兩道銀色的光華縱橫交錯,有如一對飢餓待噬的雙頭蛇左右盤旋,「絲絲」吐著猙獰的信子,遊走於獵物的全身要害。
就像一加一肯定大於一那麼簡單,戰鬥的均勢在一剎那就被打破。小幽的感覺就像是同時應付兩個強大的對手,一把月刃左支右絀,很快就陷入險境。
「前輩,你輸了!」激戰當中,凡爾特用左刃格開對方的彎刀,右刃抓住破綻,惡狠狠地劈向小幽的肩頭。
大預言師當機立斷,將全身力氣集中在右手上的兵器,運勁震開對手左刃,也向凡爾特的肩頭砍去,此時正是一個兩敗俱傷的搏命場面。
凡爾特眉頭一皺,霎時想清了當前的厲害得失:自己右手揮出去的一刀,有十足把握砍掉敵人的一隻手臂,而對方的攻擊,多少被自己的左刃抵擋了一些力道,並不會造成太大傷勢,以輕傷換重傷,是一個對自己有利的場面。
對於真正的戰士來說,氣勢上的差距往往具有決定性的意義,戰場上更能影響勝負的是勇氣,而不是取巧。於是凡爾特決定了硬拚到底,抓住眼前的勝機,而不是退避閃讓,去等待更好機會。
月光溫柔地灑下恢復平靜的戰場,小幽閉緊了嘴唇,沒有發出半點聲音。他的一隻左臂,混合著已經凝固的銀色液體,靜靜地躺在地面,和主人的軀體完全沒有了聯繫。
過了好半天,凡爾特的喉頭「咕」地一聲打破了寂靜,發出來一個很苦澀的聲音,「為什麼,我的右手也會掉下來?」
「咒術之中,有一種叫做扎草人。其中最高明的手段,能夠將草人的形體與受術者完全對應,毀去草人的某個部位,受術者也會受到相等傷害。」小幽不帶感情地回答。
「我們不是本星球的生命,這個世界一切折福損壽、消減氣運的咒法對我們無效,你究竟是怎樣辦到的?」凡爾特很煩躁地說道,「我的生辰八字,要用火星上的曆法來算才有效。」
「寒夜歷一三五二六年的小子,從你出現在骨塔的時候,我就想到你是誰了。」小幽冷冷回答,「告訴你吧,我,就是你的草人!」
「……前輩,你未免也太損了吧?」凡爾特仰天長歎,「都怪我以前太有名了,居然連生日都成了公開信息。」
「這場戰鬥從一開始,你就沒有半點勝算,無論你對我造成什麼樣的傷害,都會同樣反映在自己身上。」小幽再次舉起月刃,「而我卻可以毫無顧忌地正常砍你,最糟糕的結果,也不過是我和你同歸於盡。」
「是嗎,前輩?」凡爾特臉上浮現出一個很詭異的微笑,「同樣的傷害?出現在同樣的部位?」
「不錯,你和自己的草人戰鬥,就得承受雙份傷害。」
「那麼就試試這個!」凡爾特突然大喊一聲,右手的弧刀脫手而出,銀光剎那而至,快似流星、疾如閃電,沒等小幽反應過來,右胸之上已經被彎彎的長刃刺了個通穿。

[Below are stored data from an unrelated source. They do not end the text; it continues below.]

PR #353, opened 2020-12-02
release: Move to GitHub registry, add build workflow

martinpitt:
We only use the container in GitHub workflows now, so it makes sense to
keep the image in the nearby registry. This also avoids running into
pull rate limits on docker.io.

Add a manually triggered "build-release" workflow that will allow us to
conveniently build and push a new image from a branch.

### DIFF
--- a/.github/workflows/build-release.yml
+++ b/.github/workflows/build-release.yml
@@ -1,0 +1,20 @@
+name: build-release
+on:
+  # this is meant to be run on an approved PR branch for convenience
+  workflow_dispatch:
+jobs:
+  build:
+    runs-on: ubuntu-latest
+    timeout-minutes: 30
+    steps:
+      - name: Clone repository
+        uses: actions/checkout@v2
+
+      - name: Log into container registry
+        run: podman login -u cockpituous -p ${{ secrets.COCKPITUOUS_GHCR_TOKEN }} ghcr.io
+
+      - name: Build release container
+        run: make release-container
+
+      - name: Push container to registry
+        run: make release-push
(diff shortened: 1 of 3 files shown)


martinpitt:
I [ran this on my fork](https://github.com/martinpitt/cockpituous/actions/runs/395458561) (with temporarily copied secret), it succeeded, and [published the image](https://github.com/orgs/cockpit-project/packages/container/package/release). I can locally pull and run it:
```
❱❱❱ podman run -it --rm ghcr.io/cockpit-project/release /nonexisting
Trying to pull ghcr.io/cockpit-project/release...
[...]
release-runner: No release tag set
```

martinpitt:
Once that lands, I'll switch cockpit and the other projects to use that container in their workflows.

martinpitt:
I just realized that we need this even more urgently for the tasks container -- our e2e bots (and possibly our centosci ones) won't be able to pull it any more from docker.io. So once this lands, I'll do that. (I have to do this on my fork's master branch to run workflows)

.github/workflows/build-release.yml
```diff
@@ -0,0 +1,20 @@
+name: build-release
+on:
+  # this is meant to be run on an approved PR branch for convenience
+  workflow_dispatch:
```
marusak, line 4: That branch would have to be a cockpit one, so not a standard PR.

marusak (approved):
Looks good to me, thanks!

Just to make sure, we can run this only when we create PR from branch in cockpitouos, right? Or from our own, if we set up `COCKPITUOUS_GHCR_TOKEN` secrete in our own forks.

martinpitt:
@marusak: Correct, you have to push branches to the origin repository for running that. Installing the secret into your fork works too, but is more involved and prone to forgetting about it. (I removed the secret from my fork again).

PR #356, opened 2020-12-18
tasks: Add packages and configuration for interactive development

martinpitt:
With these, developers can run a cockpit/tasks container pretty much
anywhere to do Cockpit development. This works well on our e2e machines
or for toolbox. Further packages can always be installed with
`docker exec -it -u root`, but these provide the most important tools.

Fix ~user home directory permissions, so that tmux and ssh work.

Configure kerberos to use a file ccache, as nothing else (reliably)
works in a container.

A comfortable and recommended workflow is to start the container in the
background and (re)attach to it through byobu. Add a `DEV` run label
with a comment to show how this works. Do *not* pass in the production
cockpit secrets, developers ought to use their own token in such a
situation.

-----

During the week when I had no laptop, I had used https://github.com/martinpitt/fedora-dev on an e2e machine. This is 95% what cockpit/tasks is, so let's unify this. I know @allisonkarlitskaya has also used that during her laptop breakage, and in general it seems useful for us to occasionally do some development/debugging on these super-fast machines.

The main thing that is missing from my fedora-dev container is the ssh config and the [setup-cockpit](https://github.com/martinpitt/fedora-dev/blob/master/setup-cockpit) script, but that's easy enough to pull in through  curl -- in retrospect, this should not have been in the container in the first place.

### DIFF
--- a/tasks/Dockerfile
+++ b/tasks/Dockerfile
@@ -80,4 +80,4 @@ CMD ["/usr/local/bin/cockpit-tasks", "--publish", "$TEST_PUBLISH", "--verbose"]
 LABEL INSTALL /usr/bin/docker run -ti --rm --privileged --volume=/:/host:rw --user=root IMAGE /bin/bash -c \"/usr/sbin/chroot /host /bin/sh -s < /usr/local/bin/install-service\"
 
 # Run a simple interactive instance of the tests container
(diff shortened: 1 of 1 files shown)


Gundersanne (approved):
Guess we also better wait for an ack from @allisonkarlitskaya since I don't use toolbox.

My only complaint is that it doesn't have emacs installed :)

martinpitt:
It does not quite work with toolbox yet anyway, this is mostly about unifying the bots container with the opportunistic "need to debug something on a powerful remote machine" case where I used my fedora-dev. (Not sure what Lis used).

martinpitt:
I fixed the tasks container for using with toolbox now. As I want to use our fancy new "rebuild tasks container" workflow, I'll close this PR and replace it with one from origin instead of my fork.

幾乎與此同時,凡爾特的右胸上也出現了一個透明的孔洞,汩汩的銀色液體微微流出一些,立時又凝固起來。
「前輩,和通常的寒夜精靈不同,我的心臟是在左胸。」穿胸的痛苦讓凡爾特的臉色變得扭曲,「所以,同樣是右胸的傷口,對其他寒夜精靈來說是致命傷,卻不足以造成我的死亡。」
「太遺憾了,」小幽抓住月刃,一點一點從胸口拉出,每發出一次「撕拉」的聲音,凡爾特右胸的透明傷口就又流出一些鮮血,神情也跟著痛苦一次,「我也是心臟長在左胸,所以這個傷口對我也沒有意義。」
「看你的樣子,好像很怕痛嘛,」小幽拉出月刃,看了一看,又慢慢刺回傷口,臉色依舊木然,「我要整治你的話,辦法可太多了,要不要我陪你慢慢享受一遍寒夜精靈對付叛徒的一百零八種酷刑?」
「你瘋了,」凡爾特牙齒咬得格格直響,「用折磨自己的方法來折磨別人,有你這麼無聊的麼?」
「因為我心中對你有恨,看到叛徒受到懲罰就會解氣,所以我能忍住痛楚。」小幽不屑地看著對方,「可是你呢,你有什麼信念能支撐這份痛苦,是你自私自利的心理,還是你卑鄙無恥的靈魂?」
「這一次就算是你佔了上風,」凡爾特雙腳離開地面,朝遠方飛走,「我就不相信你會為了要我死,主動選擇自殺。」
※※※
「凡爾特同學,請等一等。」一支電光纏繞、火花濺射的三叉戟橫空飛來,擋住了精靈的去路。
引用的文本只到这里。